No blocking calls, ever. A single sleep(), synchronous DNS lookup, or page fault stalls the entire shard. All I/O must be asynchronous. All computation must be broken into cooperatively-scheduled tasks.

Explicit data partitioning. You must decide upfront how data maps to shards. Cross-shard operations (scatter-gather queries, transactions spanning partitions) require coordination protocols.

No work stealing. If shard 5 is overloaded and shard 6 is idle, the system cannot rebalance dynamically without moving data ownership. This makes load skew handling harder. Seastar mitigates this with adaptive request routing at the network layer, but fundamental hot-partition problems remain.

Continuations and futures everywhere. Since nothing can block:

// Every operation returns a future, chained explicitly
future<> handle_write(key k, value v) {
    return get_shard_for(k).invoke_on([k, v] (database& db) {
        return db.memtable.put(k, v).then([&db] {
            if (db.memtable.size() > threshold) {
                return db.flush_to_disk(); // Also async
            }
            return make_ready_future<>();
        });
    });
}

Rust's async/await syntax (used by Glommio and Monoio) makes this considerably more ergonomic than raw continuation-passing, but the conceptual burden remains: every function boundary is a potential suspension point, and you must reason about shard affinity across awaits.

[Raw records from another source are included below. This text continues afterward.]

PR #121, opened 2018-02-23
Made Fields API WPCS & a11y compliant & tested.

hellofromtonya:
@christophherr and I made the Fields API:

1. Made PHP files WPCS compliant.
2. a11y compliant.
3. well tested.
4. separated concerns by moving HTML to views.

When to use thread-per-core

TPC shines when:

  • Latency SLOs are in microseconds, not milliseconds
  • Data is naturally partitionable (key-value stores, log segments, time-series shards)
  • Hardware is fast (NVMe, RDMA, CXL), so software overhead dominates
  • GC pauses are unacceptable (hence C++ and Rust dominate TPC implementations)

TPC is wrong when:

  • Work is inherently serial and CPU-bound (e.g., a single large ML inference)
  • Data access patterns are random and unpredictable across partitions
  • Development speed matters more than tail latency (the programming model is harder)
  • Your storage is still millisecond-scale HDDs (latency floor is too high for the overhead to matter)

The ecosystem in 2025

Seastar (C++, Apache-2.0) remains the most mature TPC framework, powering ScyllaDB and Redpanda in production at thousands of deployments. Glommio (Rust, Apache-2.0) brings the model to Rust with io_uring-native I/O. Monoio (Rust, MIT) from ByteDance takes a similar approach optimized for their proxy workloads. In the JVM world, Project Loom's virtual threads move in a different direction (millions of cheap threads rather than few fat ones), but cannot achieve the same cache and NUMA predictability.

The pattern is converging with hardware trends. CXL-attached memory pools, microsecond-scale storage, and 100Gbps+ networking all push the bottleneck away from I/O wait and toward software overhead. As this trend accelerates, the "run fewer threads, own more data per thread" philosophy of TPC becomes not just an optimization, but a necessity for systems that need to keep up with their own hardware.